Project your wealth and social status with a beautiful fescue lawn. Lol.

At one point in my life I despised fescue lawns grown in Oklahoma. Now I must admit I'm extremely jealous. I manage about 20 full fescue (4+ acres) lawns here in Tulsa. They look fantastic this time of season.

The key is a proper irrigation, deep shade, comprehensive fungicide program, and heavy fertilization program with macros/ micros over winter. I prefer to let it ride from mid April through August.


----------



## orangepower1987 (Apr 10, 2019)

high leverage said:


> Project your wealth and social status with a beautiful fescue lawn. Lol.
> 
> At one point in my life I despised fescue lawns grown in Oklahoma. Now I must admit I'm extremely jealous. I manage about 20 full fescue (4+ acres) lawns here in Tulsa. They look fantastic this time of season.
> 
> The key is a proper irrigation, deep shade, comprehensive fungicide program, and heavy fertilization program with macros/ micros over winter. I prefer to let it ride from mid April through August.

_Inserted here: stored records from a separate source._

PR #5085, opened 2024-05-06
feat(conditionBuilder): issue fixes and review changes

amal-k-joy:
Contributes to #4577 

Issue fixes and review comments changes

#### What did you change?

- Introduced `id` to each conditions and groups. Will update/remove the condition based on id rather than index. Also used key as id instead of index for .map().
- Refactor the code to change the `state` prop to group={group} or condition={condition} to  make it more readable 
- Issue fixes and more refactoring

storybook


packages/ibm-products/src/components/ConditionBuilder/ConditionBuilderContent/ConditionBuilderContent.js
```diff
@@ -31,53 +31,38 @@ const ConditionBuilderContent = ({
...
+  const onChangeHandler = (updatedGroup, groupId) => {
     /**
      * This method is triggered from inner components. This will be called every time when any change is to be updated in the rootState.
      * This gets the updated group as argument.
      */
     setRootState({
       ...rootState,
-      groups: rootState.groups.map((group, gIndex) =>
-        groupIndex === gIndex ? updatedGroup : group
+      groups: rootState.groups.map((group) =>
```
davidmenendez, line 58: since we're only updating one object per change we don't need to use map here to iterate over every item in the array. it would be more efficient to get the index of the group in the array. consider this code
```
    const groupIdx = rootState.groups.findIndex((o) => o.id === groupId);
    const groups = [
      ...rootState.groups.slice(0, groupIdx),
      updatedGroup,
      ...rootState.groups.slice(groupIdx + 1),
    ];
    setRootState({
      ...rootState,
      groups,
    });
```
with code like this we find the index and replace it directly without the need to map over everything else.

packages/ibm-products/src/components/ConditionBuilder/ConditionGroupBuilder/ConditionGroupBuilder.js
```diff
@@ -33,29 +35,52 @@ const ConditionGroupBuilder = ({
...
   };
 
-  const onChangeHandler = (updatedConditions, conditionIndex) => {
+  const onChangeHandler = (updatedCondition, conditionId) => {
     onChange({
-      ...state,
-      conditions: state.conditions.map((condition, cIndex) =>
-        conditionIndex === cIndex ? updatedConditions : condition
+      ...group,
+      conditions: group.conditions.map((condition) =>
```
davidmenendez, line 41: similar comment about updating the array without the usage of `map`

packages/ibm-products/src/components/ConditionBuilder/ConditionGroupBuilder/ConditionGroupBuilder.js
```diff
@@ -33,29 +35,52 @@ const ConditionGroupBuilder = ({
...
-        ...state.conditions.slice(0, conditionIndex + 1),
-        {
-          property: undefined,
-          operator: '',
-          value: '',
-          popoverToOpen: 'propertyField',
-        },
-        ...state.conditions.slice(conditionIndex + 1),
-      ],
+      ...group,
```
davidmenendez, line 59: you had it correct before! using the similar approach as mentioned
```
    const newIdx = conditionIndex + 1;

    const newCondition = {
      property: undefined,
      operator: '',
      value: '',
      popoverToOpen: 'propertyField',
      id: uuidv4(),
    };

    onChange({
      ...group,
      conditions: [
        ...group.conditions.slice(0, newIdx),
        newCondition,
        ...group.conditions.slice(newIdx + 1),
      ],
    });
```

davidmenendez (changes requested):
this looks great! thank you for reviewing my notes. just one small note regarding the `onChange` / update mechanism

packages/ibm-products/src/components/ConditionBuilder/ConditionBuilderContent/ConditionBuilderContent.js
amal-k-joy: modified by using slice().

packages/ibm-products/src/components/ConditionBuilder/ConditionGroupBuilder/ConditionGroupBuilder.js
amal-k-joy: modified by using slice()

packages/ibm-products/src/components/ConditionBuilder/ConditionGroupBuilder/ConditionGroupBuilder.js
amal-k-joy: modified by using slice()

amal-k-joy:
> this looks great! thank you for reviewing my notes. just one small note regarding the `onChange` / update mechanism

Made the changes as suggested

davidmenendez (approved):
awesome!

Fellow Okie! My trees are finally starting to get some leaves so can I overseed again now that the shade is coming in? Any advice you would give a newbie on shade grass?


----------



## high leverage (Jun 11, 2017)

orangepower1987 said:


> high leverage said:
> 
> 
> > Project your wealth and social status with a beautiful fescue lawn. Lol.
> ...


My best advice is not to seed TTTF in spring in Oklahoma. I only seed in fall (September).


----------



## orangepower1987 (Apr 10, 2019)

Awesome. Ok! Thank you!


----------